WHAT IS BEING ASKED. If a line in the entries below contains "things", copy it.

RECORDS FOR THE EXERCISE.
PR #55, opened 2016-09-09
Fix calc percent directive tests

Minglee01:
@wytrych  please help. functions arent being called.

### DIFF
--- a/web/tests/calculate-percentage-directive-spec.js
+++ b/web/tests/calculate-percentage-directive-spec.js
@@ -43,13 +43,21 @@ describe('calculatePercentage directive', function() {
             this.elm = this.$compile(tpl)(this.scope);
             this.scope.$digest();
         };
+        spyOn(this.calculateCompletionPercent, 'countQuestionsTotal').and.returnValue(questionSet);
+        spyOn(this.calculateCompletionPercent, 'countNumberOfAnsweredQuestions').and.returnValue(answers);
     });
 
     it('should call this.calculateCompletionPercent.countQuestionsTotal with the questionSet', function() {
-        spyOn(this.calculateCompletionPercent, 'countQuestionsTotal').and.returnValue(questionSet);
+        this.scope.field = questionSet;
+        this.scope.getResponse = getResponse;
+        this.compileDirective(this.tpl);
+        expect(this.calculateCompletionPercent.countQuestionsTotal).toHaveBeenCalled()
     });
 
     it('should call this.calculateCompletionPercent.countNumberOfAnsweredQuestions with the answer set', function() {
-        spyOn(this.calculateCompletionPercent, 'countNumberOfAnsweredQuestions').and.returnValue(answers);
+        this.scope.field = questionSet;
+        this.scope.getResponse = getResponse;
+        this.compileDirective(this.tpl);
+        expect(this.calculateCompletionPercent.countNumberOfAnsweredQuestions).toHaveBeenCalled()
     });
 });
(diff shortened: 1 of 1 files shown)


web/tests/calculate-percentage-directive-spec.js
```diff
@@ -43,13 +43,15 @@ describe('calculatePercentage directive', function() {
             this.elm = this.$compile(tpl)(this.scope);
             this.scope.$digest();
         };
+        spyOn(this.calculateCompletionPercent, 'countQuestionsTotal').and.returnValue(questionSet);
+        spyOn(this.calculateCompletionPercent, 'countNumberOfAnsweredQuestions').and.returnValue(answers);
     });
 
     it('should call this.calculateCompletionPercent.countQuestionsTotal with the questionSet', function() {
-        spyOn(this.calculateCompletionPercent, 'countQuestionsTotal').and.returnValue(questionSet);
```
wytrych: You need to call `this.compileDirective(this.template)` inside the test. You probaboy need to set  `this.scope.getResponse` and `this.scope.field`to something before compiling because otherwise the `$watch` won't trigger as the `model` and `question-set` will be empty

grahamgilchrist:
Looks ok to me, but maybe good if @wytrych checks also

Minglee01:
@wytrych is OK?

web/tests/calculate-percentage-directive-spec.js
```diff
@@ -43,13 +43,21 @@ describe('calculatePercentage directive', function() {
...
+        this.compileDirective(this.tpl);
+        expect(this.calculateCompletionPercent.countQuestionsTotal).toHaveBeenCalled()
     });
 
     it('should call this.calculateCompletionPercent.countNumberOfAnsweredQuestions with the answer set', function() {
-        spyOn(this.calculateCompletionPercent, 'countNumberOfAnsweredQuestions').and.returnValue(answers);
+        this.scope.field = questionSet;
+        this.scope.getResponse = getResponse;
+        this.compileDirective(this.tpl);
+        expect(this.calculateCompletionPercent.countNumberOfAnsweredQuestions).toHaveBeenCalled()
```
wytrych: What I would only change is that you can check that it has been called with the describe values. Use `toHaveBeenCalledWith()`

Minglee01: might need some help with that i tried earlier i was getting undefined.

Minglee01:
```
Firefox 48.0.0 (Mac OS X 10.10.0) calculatePercentage directive should call this.calculateCompletionPercent.countQuestionsTotal with the questionSet FAILED
	Expected spy countQuestionsTotal to have been called with [ Object({ 1: Object({ fieldGroup: [ 1, 2, 3 ] }), 2: Object({ fieldGroup: [ 1, 2, 3 ] }) }) ] but actual calls were [ undefined ].
```

web/tests/calculate-percentage-directive-spec.js
```diff
@@ -43,13 +43,21 @@ describe('calculatePercentage directive', function() {
             this.elm = this.$compile(tpl)(this.scope);
             this.scope.$digest();
         };
+        spyOn(this.calculateCompletionPercent, 'countQuestionsTotal').and.returnValue(questionSet);
+        spyOn(this.calculateCompletionPercent, 'countNumberOfAnsweredQuestions').and.returnValue(answers);
     });
 
     it('should call this.calculateCompletionPercent.countQuestionsTotal with the questionSet', function() {
-        spyOn(this.calculateCompletionPercent, 'countQuestionsTotal').and.returnValue(questionSet);
+        this.scope.field = questionSet;
```
wytrych: Maybe the problem is that you have `field` here but in the template you have `fields` ?

Minglee01:
@wytrych  thanks tests updated.

wytrych:
HWTI

PR #59, opened 2016-09-15
Include fields with a value of zero in the percentage calculation

grahamgilchrist:
This PR adjusts the percentage complete calculation to include questions which have a legitimate answer of the number zero.

Another effect of this change, is that questions answered as a blank string are now counted when they weren't before.


grahamgilchrist:
@incuna/js Pls review/merge

wytrych:
Would be nice to add a test for that

wytrych:
Nice, HWTI

grahamgilchrist:
Good idea. I'm not sure if we should be counting empty strings, but at least with the test we make the behaviour explicit and known.

PR #61, opened 2016-09-22
Enable put and patch on the latest / create view.

maxpeterson:


maxpeterson:
@incuna/backend is this even a good idea (cc @adam-thomas )?

surveys/serializers.py
```diff
@@ -6,6 +7,16 @@
...
 
 
+def update_nested(d, u):
+    for k, v in u.items():
+        if isinstance(v, collections.Mapping):
+            r = update_nested(d.get(k, {}), v)
+            d[k] = r
+        else:
+            d[k] = u[k]
+    return d
```
adam-thomas: First thing I see in this PR is this method...

adam-thomas: Actually, this could use a docstring and some more descriptive variable names, that'd help.

surveys/serializers.py
```diff
@@ -44,12 +55,18 @@ def get_fields(self):
         Dynamically generate the fields from the survey fieldsets.
         Returns a dictionary of {field_name: field_instance}.
         """
+
```
adam-thomas: Don't think this newline should be here? :)

maxpeterson:
Closing this until we identify we actually need this behaviour

adam-thomas:
:+1:

PR #63, opened 2016-09-23
Dry out surveys API

grahamgilchrist:
We had `api.getForm()` and `api.get()` methods which do exactly the same thing. This PR removes `getForm`, and dries out the use of the two.


grahamgilchrist:
@incuna/js Pls review/merge

wytrych:
HWTI

henrahmagix:
👍

PR #64, opened 2016-09-25
Add integer list field

maxpeterson:
Add functionality for a field that accepts multiple integers to be used to specify proportions such as a group of percentages.


maxpeterson:
@incuna/backend / @incuna/js please review

web/app/scripts/src/directives/proportion-field.es.js
```diff
@@ -0,0 +1,55 @@
...
+        return {
+            restrict: 'A',
+            scope: {
+                model: '=',
+                options: '=proportionField'
+            },
+            templateUrl: 'templates/incuna-surveys/form/proportion-field.html',
+            link: function (scope) {
+                scope.fields = [];
+                scope.$watch('options', (options) => {
```
wytrych: Should the watch be deregistered after usage?

web/app/scripts/src/services/proportion-field.es.js
```diff
@@ -0,0 +1,61 @@
...
+        this.calculateTotal = function (values) {
+            return Object.keys(values).reduce((value, key) => {
+                    let current = 0;
+                    if (angular.isNumber(values[key])) {
+                       current = parseInt(values[key], 10)
+                    }
+                    return value + current
+                },
+                0
+            );
```
wytrych: This indentation is getting a bit crazy here, would you mind splitting this up a bit?

web/app/scripts/src/services/proportion-field.es.js
```diff
@@ -0,0 +1,61 @@
...
+            });
+        };
+
+        this.calculateTotal = function (values) {
+            return Object.keys(values).reduce((value, key) => {
+                    let current = 0;
+                    if (angular.isNumber(values[key])) {
+                       current = parseInt(values[key], 10)
+                    }
+                    return value + current
```
wytrych: Semicolon here and two up

web/app/scripts/src/services/proportion-field.es.js
```diff
@@ -0,0 +1,61 @@
...
+                        id: `${autoId}-${index}`
+                    }
+                );
+            });
+        };
+
+        this.calculateTotal = function (values) {
+            return Object.keys(values).reduce((value, key) => {
+                    let current = 0;
+                    if (angular.isNumber(values[key])) {
```
wytrych: Should we be not accepting number strings as well?

wytrych: Also this will pass if you have a `NaN` for any reason so your sum will be affected

web/app/scripts/src/directives/proportion-field.es.js
```diff
@@ -0,0 +1,55 @@
...
+                            options.choices,
+                            options.fieldOptions,
+                            options.autoId
+                        );
+                    }
+                });
+
+                scope.$watch('options.fieldOptions.errors', (errors) => {
+                    if (errors) {
+                        ProportionField.addErrors(scope.fields, errors);
```
wytrych: You probably need to clear the errors too somehow?

web/tests/proportion-field-service-spec.js
```diff
@@ -0,0 +1,123 @@
...
+            {label: 'Two', required: false, id: '1-1'},
+            {label: 'Three', required: false, id: '1-2'},
+            {label: 'Four', required: false, id: '1-3'}
+        ];
+
+        this.values = {
+            0: 10,
+            1: 20,
+            2: 40,
+            3: 30
```
wytrych: Is this any different then an Array?

web/app/scripts/src/directives/proportion-field.es.js
maxpeterson: `addErrors` replaces the `errors` attribute so  clears the errors if there are none - I will add a test

web/tests/proportion-field-service-spec.js
maxpeterson: No but the system provides an object. Long term I think we should move away from array based referencing as it is not very scalable.

surveys/serializer_field_generators.py
```diff
@@ -4,6 +4,23 @@
 from .generators import BaseFieldGenerator as BaseBaseFieldGenerator
 
 
+class MultipleIntegerSerializer(serializers.Serializer):
+    """Dynamically generate a serializer with IntegerField based on the choices"""
```
maxpeterson: I didn't call it `Field` because it does not extend `Field` and although `Fields` are serializers they add some extra functionality.

maxpeterson:
@wytrych updated

web/tests/proportion-field-service-spec.js
```diff
@@ -117,6 +117,18 @@ describe('proportion-field service', function() {
...
+        it('should clear old errors from fields', function() {
+            const errors = ["A valid integer is required."];
+            const fields = [
+                {label: 'One', required: false, id: '1-0', errors: undefined},
+                {label: 'Two', required: false, id: '1-1', errors: errors},
+                {label: 'Three', required: false, id: '1-2', errors: undefined},
+                {label: 'Four', required: false, id: '1-3', errors: errors}
+            ]
+            this.proportionField.addErrors(fields, []);
+            expect(this.fields).toEqual(this.fields);
```
wytrych: This assertion seems a bit pointless

web/tests/proportion-field-service-spec.js
```diff
@@ -117,6 +117,18 @@ describe('proportion-field service', function() {
...
         });
+
+        it('should clear old errors from fields', function() {
+            const errors = ["A valid integer is required."];
+            const fields = [
+                {label: 'One', required: false, id: '1-0', errors: undefined},
+                {label: 'Two', required: false, id: '1-1', errors: errors},
+                {label: 'Three', required: false, id: '1-2', errors: undefined},
+                {label: 'Four', required: false, id: '1-3', errors: errors}
+            ]
```
wytrych: semicolon

web/app/scripts/src/services/proportion-field.es.js
```diff
@@ -30,12 +30,15 @@ module.service(moduleProperties.componentName, [
...
-            return Object.keys(values).reduce((value, key) => {
-                let current = 0;
-                if (angular.isNumber(values[key])) {
-                    current = parseInt(values[key], 10)
+            return Object.keys(values).reduce((total, key) => {
+                if (!values[key]) {
+                    return total;
                 }
-                return value + current
+                let value = values[key] && parseInt(values[key], 10);
```
wytrych: Can be `const` also the `values[key]` check is redundant since if falsy would have returned

wytrych: This would be sufficient:
```
const value = parseInt(values[key], 10);
if (Number.isNan(value)) {
     return total;
}
return total + value;
```

web/app/scripts/src/directives/proportion-field.es.js
```diff
@@ -0,0 +1,57 @@
...
+                    if (values) {
+                        ProportionField.addPercentages(scope.fields, values, scope.total);
+                    }
+                }, true);
+            }
+        };
+    }
+]);
+
+export default moduleProperties;
```
henrahmagix: Could you do this at the point of definition for `moduleProperties`?

henrahmagix: Also no need to export an object since you can export individual things and `import *` to get an object.
```js
export const name = 'my-module';
export const foo = 'foo';

export default name;
```
```js
import * as myModule from 'my-module';
console.log(myModule.foo) // 'foo'
```

web/app/scripts/src/services/proportion-field.es.js
```diff
@@ -0,0 +1,62 @@
...
+                );
+            });
+        };
+
+        this.calculateTotal = function (values) {
+            return Object.keys(values).reduce((total, key) => {
+                if (!values[key]) {
+                    return total;
+                }
+                let value = values[key] && parseInt(values[key], 10);
```
henrahmagix: You don't need `values[key] &&` because the above returns if `!values[key]`

web/app/scripts/src/services/proportion-field.es.js
```diff
@@ -0,0 +1,62 @@
...
+                if (Number.isNaN(value)) {
+                    return total;
+                }
+                return total + value;
```
henrahmagix: Why not, like `const value` in `addPercentages` below:
```js
return (total + value) || total;
```

web/tests/proportion-field-service-spec.js
henrahmagix: But an array is an object with zero index for keys, with the advantage of `forEach`.

web/tests/proportion-field-service-spec.js
henrahmagix: The linter should be running on test files

web/tests/proportion-field-service-spec.js
henrahmagix: Do you mean `expect(this.fields).toEqual(fields)`?

web/app/scripts/src/services/proportion-field.es.js
henrahmagix: You can combine with `isFinite()`

web/app/scripts/src/directives/proportion-field.es.js
henrahmagix: That's a good point, but perhaps you would want the fields to rebuild after an options change. However, this will only occur if the options thing was replaced, not if the object was altered, so practically this should only run once when `scope.options === undefined` becomes `scope.options === boundObject`

wytrych: The options won't change, not during the lifecycle of the directive.

wytrych: But good practice to remove unnecessary watchers

web/app/scripts/src/services/proportion-field.es.js
wytrych: I commented the same thing, this review system seems to be rubbish

web/app/scripts/src/directives/proportion-field.es.js
henrahmagix: Would be nice to provide a wrapper for that, if the explicit action is to only do things with `options` when it's available and then never again.

maxpeterson:
@wytrych / @henrahmagix I have no idea what github has done with the reviewing of this PR but could you take another look now.

I have added linting to the tests in https://github.com/incuna/incuna-surveys/pull/66

web/app/scripts/src/directives/proportion-field.es.js
maxpeterson: Added the deregister

web/app/scripts/src/services/proportion-field.es.js
maxpeterson: Updated indentation

web/app/scripts/src/services/proportion-field.es.js
maxpeterson: Done

web/app/scripts/src/services/proportion-field.es.js
maxpeterson: Updated

web/app/scripts/src/services/proportion-field.es.js
```diff
@@ -0,0 +1,62 @@
...
+        this.calculateTotal = function (values) {
+            return Object.keys(values).reduce((total, key) => {
+                if (!values[key]) {
+                    return total;
+                }
+                const value = parseInt(values[key], 10);
+                if (Number.isNaN(value)) {
+                    return total;
+                }
+                return total + value;
```
wytrych: So this function can be simpler:
```js
const value = parseInt(values[key], 10);
if (Number.isNaN(value)) {
    return total;
}
return total + value;
```

web/tests/proportion-field-service-spec.js
maxpeterson: ... but the api sends an object.

henrahmagix: 👍

web/tests/proportion-field-service-spec.js
maxpeterson: Don added lin 'ting in https://github.com/incuna/incuna-surveys/pull/66

web/app/scripts/src/services/proportion-field.es.js
maxpeterson: done

web/tests/proportion-field-service-spec.js
henrahmagix: >Long term I think we should move away from array based referencing as it is not very scalable.

Would like to discuss this more at some point

web/tests/proportion-field-service-spec.js
```diff
@@ -0,0 +1,141 @@
+describe('proportion-field service', function() {
+    beforeEach(function () {
+
+        angular.mock.module('incuna-surveys.proportion-field');
+
+        inject(function(proportionField) {
+            this.proportionField = proportionField;
+        });
+
+        this.fields = [
```
wytrych: I would rename this to `expectedFields` just to be clear what it is

web/app/scripts/src/directives/proportion-field.es.js
maxpeterson: not sure about this comment however I have copied the pattern used throughout this library

web/app/scripts/src/services/proportion-field.es.js
maxpeterson: done

web/tests/proportion-field-service-spec.js
wytrych: But I see you use it in different context as well so maybe dw

web/app/scripts/src/services/proportion-field.es.js
maxpeterson: Not sure I follow.

henrahmagix:
👍

web/app/scripts/src/directives/proportion-field.es.js
henrahmagix: I like to see `export` at the point of definition, but I know you can't `export default` a definition, so I'd like `export default foo` to be right after `const foo`. Or
```js
export const foo = 'foo';
export default foo;
```

web/app/scripts/src/services/proportion-field.es.js
henrahmagix: Since `addPercentages` is using falseyness to determine `NaN`, why not also do that here instead of using the explicit `Number.isNaN()`?

So
```js
if (Number.isNaN(value)) {
    return total;
}
return total + value;
```
could become
```js
return (total + value) || total;
```
because `total + value`, if `NaN`, would be falsey and it would move on to `return total`.

web/tests/proportion-field-service-spec.js
maxpeterson: They are also used as the fields passed to `addPercentages` and `addErrors`

web/app/scripts/src/services/proportion-field.es.js
henrahmagix: Unless the case of `total + value === 0` shouldn't be ignored.

web/tests/proportion-field-service-spec.js
maxpeterson: Maybe it is confusing that the function is destructively modifying the `fields` object.

surveys/serializer_field_generators.py
```diff
@@ -4,6 +4,31 @@
 from .generators import BaseFieldGenerator as BaseBaseFieldGenerator
 
 
+class BlankIntegerField(serializers.IntegerField):
```
maxpeterson: @incuna/backend is there a better / different way to do this?

maxpeterson: I think we need the same / similar functionality for all field generators based on `IntegerFields`  as the frontend will send an empty string when there is no value.

maxpeterson:
@adam-thomas / @wytrych any further comments.

adam-thomas:
I don't seem to be able to reply to the comment you @'d me in, but I'm fine with it as is.  I don't think I quite understand what's going on but I trust that it works. :P

surveys/serializer_field_generators.py
KevinEtienne: You can maybe try to set `initial=None` to the field see http://www.django-rest-framework.org/api-guide/fields/#initial

KevinEtienne: No it doesn't work.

ANSWER SPACE.
henrahmagix: Also no need to export an object since you can export individual things and `import *` to get an object.
henrahmagix: Would be nice to provide a wrapper for that, if the explicit action is to only do things with `options` when it's available and then never again.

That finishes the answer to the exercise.